(Dataset entries)
»»
PR #305, opened 2022-07-18
260 add more flexible vars

### LINKED ISSUE #260: Refactor to allow vars to be nested eg curl response

keevan:
Resolves #260 

tl;dr:
- steps expose their variables
- you declare what you want from the step
- you can use that in steps that come after

What this doesn't do is modify the input as it flows through. The concern was with a step doing too many things, and if used in another step later on such as a json writer step, you don't necessarily want the input (json / php object flowing through) to be polluted with all these additional things you've picked up along the way.

I think there should be a some _transformer_ step which uses these output variables and will explicitly update the input as it flows through, when required.

### DIFF
--- a/classes/parser.php
+++ b/classes/parser.php
@@ -62,7 +62,7 @@ class parser {
             }
 
             // If the field is a nested object, recurse and continue evalulating.
-            if (is_object($string)) {
+            if (is_object($string) || is_array($string)) {
                 $string = $this->evaluate_recursive($string, $variables);
                 continue;
             }
@@ -82,6 +82,9 @@ class parser {
                 if ($hasexpression) {
                     $resolved = $this->evaluate($string, $variables);
                     if ($resolved !== $string) {
+                        if (is_array($yaml)) {
+                            $yaml = (object) $yaml;
+                        }
                         $yaml->{$key} = $resolved;
                         $resolvedvalues->{$key} = $resolved;
                         $max++;
--- a/classes/parser.php
+++ b/classes/parser.php
@@ -32,7 +32,74 @@ class parser {
 
     public function __construct() {
         $expressionlanguage = new ExpressionLanguage();
+
+        // Register the fromJSON helper function to convert a json string into a php object.
+        $expressionlanguage->register('fromJSON', function ($str) {
+            return sprintf('(is_string(%1$s) ? json_decode(%1$s) : %1$s)', $str);
+        }, function ($arguments, $str) {
+            if (!is_string($str)) {
+                return $str;
+            }
+            return json_decode($str);
+        });
         $this->expressionlanguage = $expressionlanguage;
+    }
+
+    /**
+     * Loops through the properties of the input yaml and returns a parsed object back
+     *
+     * @param   \stdClass $yaml
+     * @param   array $variables
+     * @return  \stdClass $yaml
+     */
+    public function evaluate_recursive($yaml, $variables) {
+        $resolvedvalues = new \stdClass;
+        $unresolvedvalues = new \stdClass;
+        foreach ($yaml as $key => &$string) {
+            // If the field was NULL, then it should be skipped.
+            if (is_null($string)) {
+                continue;
+            }
+
+            // If the field is a nested object, recurse and continue evalulating.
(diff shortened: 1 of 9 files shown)


classes/parser.php
```diff
@@ -32,9 +32,76 @@ class parser {
...
+
+            [$hasexpression] = $this->has_expression($string);
+            if (!$hasexpression) {
+                $resolvedvalues->{$key} = $string;
+            } else {
+                $unresolvedvalues->{$key} = $string;
+            }
+        }
+        // NOTE: Assumption that doing this does not corrupt the state in any way.
+        // $variables['steps']->{$this->alias}->config = $resolvedvalues;
```
keevan, line 78: NTS: Bit of a remnant from previous handling, since this was pulled directly out of step get_config handling. 

Will need to look into the unit test failing.

classes/parser.php
```diff
@@ -104,7 +171,14 @@ private function internal_evaluator(string $string, array $variables, ?callable
                     }
                     // Set the evalulated expression to the one that passed through the expression language.
                     if (isset($result)) {
-                        $evaluatedexpression = str_replace($match['expressionwrapper'], $result, $evaluatedexpression);
+                        if (is_string($result)) {
+                            // Normally, the result returned from the expression is a non-scalar value. Replace the occurance of
+                            // it in the original provided expression with the result.
+                            $evaluatedexpression = str_replace($match['expressionwrapper'], $result, $evaluatedexpression);
+                        } else if (count($matches) === 1) {
```
keevan, line 180: NTS: probably throw an exception if it doesn't match any of these cases. 

Reasons: 
- 1st case is when it's part of a string, which is fine, just replace the expression bit. 
- 2nd case is when there was only one expression which is more or less safe to assume the whole field should be replaced
- The alternative, is when there's a string expression, but the result is not a string which might mean it's an object/array, and it wouldn't really make sense to have it be something like `array + string`, so I think it's an invalid expression and case we don't want to support for now.

tests/tool_dataflows_curl_connector_test.php
```diff
@@ -71,10 +78,10 @@ public function test_execute() {
         $engine = new engine($dataflow, false, false);
         $engine->execute();
         ob_get_clean();
-        $variables = $engine->get_variables()['steps']->connector->config;
+        $variables = $engine->get_variables()['steps']->connector->outputs;
```
keevan, line 81: Noting that step values will be available for expression handling, in the outputs configuration. So you can map these values to any custom key you want. This also means the results from the step, e.g. a curl call's response, won't pollute the configuration object and "accidentally" store its values on top. It should always be set under this outputs object/array unless the intention is to update the "configuration" (like sql reader)

tests/tool_dataflows_variables_test.php
```diff
@@ -275,4 +276,59 @@ public function test_variables_set_at_different_scopes() {
...
+
+        // Tests get method.
+        $stepdef->config = Yaml::dump([
+            'curl' => $testgeturl,
+            'destination' => '',
+            'headers' => '',
+            'method' => 'get',
+            // Sets expressed values typically for values in scope with this step, so they can be accessed from other steps.
+            'outputs' => [
+                'customOutputKey' => '${{ fromJSON(response.result).contentTypes[0].id }}'
```
keevan, line 317: Note that fromJSON was added to support expressing a value that might be set as a string from a returning JSON API call which the curl step handles. Without it, it will just be a string that might need to be read from a JSON reader step before being useful.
««
Set down, exactly as they appear, the lines above from the first one to the line that holds "- you can use that in steps that come after", both included, please, and no others.

PR #305, opened 2022-07-18
260 add more flexible vars

### LINKED ISSUE #260: Refactor to allow vars to be nested eg curl response

keevan:
Resolves #260 

tl;dr:
- steps expose their variables
- you declare what you want from the step
- you can use that in steps that come after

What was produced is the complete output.